Market basket analysis is a powerful data science application that improves user experience and encourages purchases, which adds direct business value to companies.
In the past, marketers would often use their intuition when creating product combinations and building marketing strategies. Now that organizations are able to collect and store more data than ever before, they use their findings to target customers and increase sales. They hire data scientists and analysts in marketing teams to make these decisions instead.
In this article, I will explain some of the theory behind market basket analysis and show you how to implement it in Python.
Table of Contents
- What Is Market Basket Analysis?
- How Does Market Basket Analysis Work?
- How to Perform Market Basket Analysis in Python?
- Market Basket Analysis in Python: Next Steps
What Is Market Basket Analysis?
Market basket analysis is used by companies to identify items that are frequently purchased together. Notice, when you visit the grocery store, how baby formula and diapers are always sold in the same aisle. Similarly, bread, butter, and jam are all placed near each other so that customers can easily purchase them together. The technique uncovers hidden correlations that cannot be identified by the human eye by using a set of statistical rules to identify product combinations that occur frequently in transactions.
Apart from market basket analysis, other popular applications of data science in marketing include churn prediction, sentiment analysis, customer segmentation, and recommendation systems.
How Does Market Basket Analysis Work?
Market basket analysis is frequently used by restaurants, retail stores, and online shopping platforms to encourage customers to make more purchases in a single visit.
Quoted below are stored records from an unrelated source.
PR #871, opened 2026-05-05
Use SCTSRT for frame ordering and fix MJD in mocks

semaphoreP:
## Describe your changes

- SCTSRT/SCTEND are no longer stripped after L1 — they propagate to L2a+ products, with SCTSRT taken from the first frame and SCTEND from the last in merged/combined data
- Frame ordering and duplicate detection in merge_headers(), sorting.py, calibrate_kgain.py, and calibrate_nonlin.py now use SCTSRT instead of DATETIME/MJDSRT
- create_default_L1_headers() now sets SCTSRT, SCTEND, MJDSRT, and MJDEND dynamically from the current time (consistent with DATETIME/FTIMEUTC), replacing static placeholder values from l1.csv
- Tests updated to set SCTSRT alongside DATETIME wherever frame ordering depends on unique timestamps (test_sort_pupilimg_frames, test_nonlin_cal, test_kgain_cal)
- Updates all data format docs with the SCTSRT and SCTEND keywords, since they were previously removed. 
- Fixed an issue with the spec l3-l4 e2e test where old files that weren't deleting were messing up the test. 
- Due to some e2e test failures, I also went ahead and updated spec l3->l4 coron processing recipe to use SpecFluxCal instead of AbsFluxCal and updated the corresponding spec_l3_to_l4_psfsub_e2e.py test. This will close #823 and #837 

## Type of change

- Bug fix (non-breaking change which fixes an issue)
- New feature (non-breaking change which adds functionality)

## Reference any relevant issues (don't forget the #)
Closes #850 and #853 and #823 and #837

## Checklist before requesting a review
- [x] I have verified that all unit tests pass in a clean environment and added new unit tests, as appropriate
- [x] I have checked that I am merging into the right branch
- [ ] I have checked the output of the latest Github Actions run associated with this PR and confirmed running `pytest` did not produce any warnings
- [x] I have checked if my code modifies an existing step function or modifies the data format docs. If it does, I've added my PR to the [list maintained here](https://collaboration.ipac.caltech.edu/spaces/romancoronagraph/pages/212028061/Log+of+PRs+that+could+affect+existing+VAP+Tests).

PR #884, opened 2026-05-11
Change walker.py due to satspot convention change

### LINKED ISSUE #845: Update walker to handle new sat spot CPGS XML convention
For spectroscopy mode, we need to know the separation (in [lam/D]) and clocking angle (in deg) of the satellite spot in the slit for calibration. This information is parsed from the CPGS XML. We have an update to how we will do this from the CPGS XML. Walker.py and the appropriate tests (esp. e2e test) needs to be updated to reflect the updated CPGS XML convention. 

There is a new text field called "satellite_spots_command_info" that has manually interested text that should now be used instead. 

_(Edited with the latest specifications based on discussion below and what is documented on confluence)_: 
We are expecting satellite spot information here entered manually with the convention `(sep1={value in lam/D}, angle1={value in degrees}, fr1={flux ratio in #E# scientific notation}, filt1={filtername})`. For example, `(sep=5.5, angle=45, f1=1.2e-6, filt=1F)`. Sometimes there will be more satellite spot pairs and the code we write should not fail at handling this: e.g., `(sep1=5, angle1=30, fr1=1E-7, filt1=1F) (sep2=5, angle2=120, fr2=1E-7, filt2=1F)`. The walker needs to be updated to parse satellite spot information this way from the CPGS XML.

aneeshb97:
## Describe your changes
Wrote a new function to parse satspot info according to the new CPGS convention. Original function will be replaced if change is approved.

Change to l3_to_l4 spec psfsub e2e to take new CPGS file. Unsure if spec noncoron e2e also needs to be changed, the latter currently does not use any CPGS XML files.

## Type of change

#845 


corgidrp/walker.py
```diff
@@ -156,12 +156,12 @@ def walk_corgidrp(filelist, CPGS_XML_filepath, outputdir, template=None):
                     if read_cpgs: # if not already specified.
                         # need to populate satellite spot info from XML
                         cpgs_xml = ET.parse(CPGS_XML_filepath)
-                        sat_spot_info = _get_satellite_spot_info_from_xml(cpgs_xml)
+                        sat_spot_info = _get_satellite_spot_info_from_xml_new(cpgs_xml)
```
semaphoreP: we should just replace the old one

corgidrp/walker.py
```diff
@@ -759,4 +759,45 @@ def _get_satellite_spot_info_from_xml(xml_tree):
...
+    """
+    obs_specification = xml_tree.getroot()
+    cpgs_input_info = obs_specification.find("cpgs_input")
+    try:
+        sat_spot_info = cpgs_input_info.find("satellite_spots_command_info")
+    except:
+        raise Exception("Field with satellite spot info 'satellite_spots_command_info' not found in CPGS XML file. Please ensure that the CPGS file is formatted correctly.")
+    sat_spot_output = {}
+    sat_spot_output['num_spots'] = 0
+    sat_spots = sat_spot_info.text.split(") (")
```
semaphoreP: this is a bit clunky, since it assumes there is exactly 1 space between values, which can easily not be true due to an accidence (e.g., a user puts two spaces or a comma).  We should instead use regular expression to pattern match for `(sep[1-2]={value in lam/D}, angle[1-2]={value in degrees}, fr[1-2]={flux ratio in #E# scientific notation}, filt[1-2]={filtername})`. Do you know how to use "regular expressions"?

corgidrp/walker.py
```diff
@@ -759,4 +759,45 @@ def _get_satellite_spot_info_from_xml(xml_tree):
...
+    for sat_spot in sat_spots:
+        sat_spot = sat_spot.replace("(", "").replace(")", "")
+        fields = sat_spot.split(",")
+        sat_spot_output['num_spots'] += 1
+        for i, field in enumerate(fields):
+            key, value = field.split("=")
+            #key = (''.join([c for c in key if not c.isdigit()])).replace(" ","")
+            key = ['sep','angle','contrast','filt']
+            try:
```
semaphoreP: why is this in a try/except instead of just erroring if we can't convert to a float()

corgidrp/walker.py
```diff
@@ -759,4 +759,45 @@ def _get_satellite_spot_info_from_xml(xml_tree):
             sat_spot_output['spot2_sep'] = float(pair.find("radial_distance").text)
             sat_spot_output['spot2_angle'] = float(pair.find("clocking_angle").text)
 
+    return sat_spot_output
+
+def _get_satellite_spot_info_from_xml_new(xml_tree):
```
semaphoreP: can you add a unit test in test_walker.py to check the function works with only one pair of satellite spots in `satellite_spots_command_info` instead of two?

semaphoreP (commented):
Some comments. I'd like to suggest we try implementing this with regular expression instead.

corgidrp/walker.py
aneeshb97: done!

corgidrp/walker.py
aneeshb97: implemented using regular expression. However, I've been wondering if we might want to pattern match for each field instead of all four fields together

corgidrp/walker.py
aneeshb97: done!

corgidrp/walker.py
aneeshb97: Just me being obtuse

corgidrp/walker.py
semaphoreP: definitely some pros/cons: pro: less sensitive to things like how many spaces after a comma (alternatively, just allow variable number of spaces after a comma. cons: any risk in pattern matching something unintended? perhaps not. 

Pattern match each field might have a chance to be slightly more flexible, but not a huge gain I think.

tests/test_walker.py
```diff
@@ -644,7 +645,21 @@ def test_cpgs_satspots():
         assert 'phi_deg' in hdr_recipe['steps'][0]['keywords']
         assert hdr_recipe['steps'][0]['keywords']['phi_deg'] == 0.
 
+def test_cpgs_one_satspot():
```
semaphoreP, line 648: can we update this test (and the corresponding input file) to test a few more edge cases all at once? That decimals also work in the input data and that a lowercase `e` works for the exponent: 

e.g., : `(sep2=6.2, angle2=45.1, fr2=1.7e-6, filt2=3D)`

semaphoreP (commented):
just one comment to make sure we are testing regex edge cases. thanks!

tests/test_walker.py
aneeshb97: done!

semaphoreP (approved):
Looks good, but I'm going to wait to merge until #871 (we're going to do a hotfix release with it).

semaphoreP:
@aneeshb97 whoops, there's a conflict in test_walker.py that needs to be addresed now before we can merge.

aneeshb97:
looks like another new unit test was added to test_walker.py. We can just accept both changes and merge?

semaphoreP:
yes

This is a use-case of data science in marketing that increases company sales and drives business growth and commonly utilizes the Apriori algorithm.
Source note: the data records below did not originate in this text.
PR #886, opened 2026-05-13
walker makes a different recipe if satspots ias analog and science pc

### LINKED ISSUE #872: How to handle l2a->l2b processing for satspot + science data if science data is PC
Sat spot data + science data are taken together in a same visit. If the science data is PC (note that we are not benchmarking sat spot data to ever be PC), then l2a -> l2b data processing of this visit requires two separate recipes, which we are not handling. 

For input data at the l2a level, the walker should check if there is a fix of PC and non-PC data. If so, the walker should create two recipes (not chained) to process each subset of data.

helloWorlds0:
## Describe your changes
in cases where we have both analog and photon_counting data (i.e. when the data is in photon-counting mode but the satellite_spots are in analog), guess_template returns an extra recipe just for the satellite spots in the form of a  list of lists of recipes (just for L2a data). 
When generating the recipe( autogen_recipe), in cases of L2a data with both pc and analog, the recipe's input is only the pc frames if  "pc" is in the recipe name, and only the analog frames if "pc" is not in the recipe name

## Type of change


corgidrp/walker.py
```diff
@@ -239,9 +239,24 @@ def autogen_recipe(filelist, outputdir, template=None):
             if i > 0 and chained:
                 pass
             else:
-                for filename in filelist:
-                    recipe["inputs"].append(filename)
+                # add pc and analog inputs separately at L2a level
+                if first_frame.ext_hdr['DATALVL'] == "L2a":
```
semaphoreP: I think this causes the bp_map_e2e to crash, because its input dataset is empty. So we should check that first_frame is not None first.

Can we also add a comment that this logic is only for science frame processing of L2a -> L2b? Just for future us trying to remember why this piece of logic is here.

semaphoreP (commented):
looks good. there's one e2e test that fails because the dataset/first_frame can be None.

corgidrp/walker.py
helloWorlds0: Done! 
I see that there are still e2e tests that fail but they seem to also fail on the develop branch so I don't think that it's related

semaphoreP: yes, these are the new tests and Juergen's PR #907 fixes the other one.

semaphoreP (approved):

PR #890, opened 2026-05-14
Fix satspot processing issue834

### LINKED ISSUE #834: Sat spot processing needs updates to match data collection proc
**Describe the bug**
The DM offset data collection proc (aka satspots) collects equal numbers of no-offset, + offset, and - offset data,  in that order, all with the same EXCAM settings. All of these data will be flagged in the L1 header as SATSPOTS = True, since they are all collected as part of the same proc. This behavior is now documented on the [CPP wiki.](https://collaboration.ipac.caltech.edu/spaces/romancoronagraph/pages/251768409/CGI+Proc+Descriptions)

However, find_star in L3 to L4 processing takes a nan-median of all images with SATSPOTS = True. 

**Expected behavior**
No-offset (no sat spot) frames should not be included in the image combination. These are always the first 1/3 of the SATSPOT=True dataset. 

I also suggest that the no-offset frames could be subtracted from both the + and - offset datasets to remove speckles or astrophysical objects.

semaphoreP:
## Describe your changes
 * Addresses issue #834: that the satellite spots frames first come with 1/3 of the images as background frames with no satellite spots. `find_star` can now handle these appropriately (and also comes with an option to turn off background frames)
 * Fixes the imaging and pol e2e tests to mock-up background frames
 * In doing so, realized we were missing several header keywords in the error extension for l3 and l4 imaging-coron data products. Updated the e2e test and data format docs to reflect this. 

## Type of change

Closes #834


semaphoreP:
Tagging @juliamilton for cognizance on updates to the l3/l4 data format pages: we missed some err_hdr values due to not passing the err_hdr from mocks into the e2e test data inputs.

corgidrp/l3_to_l4.py
```diff
@@ -343,16 +369,37 @@ def find_star(input_dataset,
...
         # See if the satellite spot parameters are provided, if not used defaults
         if satellite_spot_parameters is not None:
             tuningParamDict = star_center.update_parameters(tuningParamDict, satellite_spot_parameters)
         # Compute median images
         img_ref = np.nanmedian(sci_dataset.all_data, axis=0)
-        img_sat_spot = np.nanmedian(sat_spot_dataset.all_data, axis=0)
+        img_sat_spot = np.nanmedian(offset_dataset.all_data, axis=0)
+        if subtract_no_offset_frames:
+            img_no_offset = np.nanmedian(data.Dataset(no_offset_frames).all_data, axis=0)
+            img_sat_spot = img_sat_spot - img_no_offset
```
maxwellmb: I think what we want to do is to just replace img_ref, which gets subtracted in the `star_center.star_center_from_satellite_spots()` function anyway, not explicitly subtract it here.

maxwellmb: I'm not sure what we should do with `img_ref` if `subtract_no_offset_frames==False`

tests/test_find_star.py
```diff
@@ -256,81 +279,172 @@ def test_find_star_dataset_split():
...
     assert np.isclose(measured_y_visit_0, measured_y_visit_1 - delta_position, atol=0.1), \
         f"Expected y position for visit 1 to be {delta_position} pixels different from visit 0, got {measured_y_visit_0} and {measured_y_visit_1}"
 
+
+def test_satspot_no_offset_excluded():
+    """
+    Verify that the no-offset frames (first third of SATSPOTS=True frames) are excluded
+    from the satellite spot median. The mock generates no-offset frames with amplitude=0
+    (no spots) and offset frames with spots. Star-center recovery should succeed using
+    only the offset frames; it would fail if the no-offset frames diluted the signal.
```
maxwellmb: I think this test is superfluous given other existing tests. I'm also not sure it actually tests what it thinks its testing. Since we're taking a median, I don't think the frames would actually really get diluted...

corgidrp/l3_to_l4.py
maxwellmb: I think all we really need to do is replace img_ref, since that already gets subtracted from img_sat_spot. 

I'm not sure what we want to do when `subtract_no_offset_frames` is false. The current behavior of subtracting img_reg (built from the science frames) is probably not what we want. Maybe we just pass zeros?

maxwellmb (changes requested):
A few comments.

corgidrp/l3_to_l4.py
semaphoreP: Oops, good catch. I forgot this is already done in star_center_from_satellite_spots(). 

I'm going to set img_ref = zeros for subtract_no_offset_frame=False

tests/test_find_star.py
semaphoreP: I think the idea is just to test the satellite spot finding algorithm with a realistic data sequence including no-offset frames. Maybe the docstring is not well written (I can rewrite)

corgidrp/l3_to_l4.py
semaphoreP: See comment above but agreed this was my oversight (I forgot the subtraction happens later). +1 to passing in zeros when no subtraction of offset.

tests/test_find_star.py
semaphoreP: Ok I realize now that there are other unit tests that effectively test this, so I'll just delete this unit test as superfluous.

maxwellmb (approved):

What is the Apriori Algorithm?
The Apriori algorithm is the most common technique for performing market basket analysis.
It is used for association rule mining, which is a rule-based process used to identify correlations between items purchased by users.
How Does the Apriori Algorithm Work?
Let’s explore the process through an example of items most frequently bought together in a given store:
Most store customers have purchased popcorn, milk, and cereal together. Therefore, {popcorn, milk, cereal} is a frequent itemset as it appears in a majority of purchases. So, if a person grabs popcorn and milk, they will also be recommended cereal.
According to the Apriori algorithm, a subset of the frequent itemset is also frequent. Since {popcorn, milk, cereal} is a frequent itemset, this means that {popcorn, milk}, {popcorn, cereal}, and {milk, cereal} are also frequent. Due to this, if a customer only goes for popcorn, they will be recommended both milk and cereal as well.
What Are the Components of the Apriori Algorithm?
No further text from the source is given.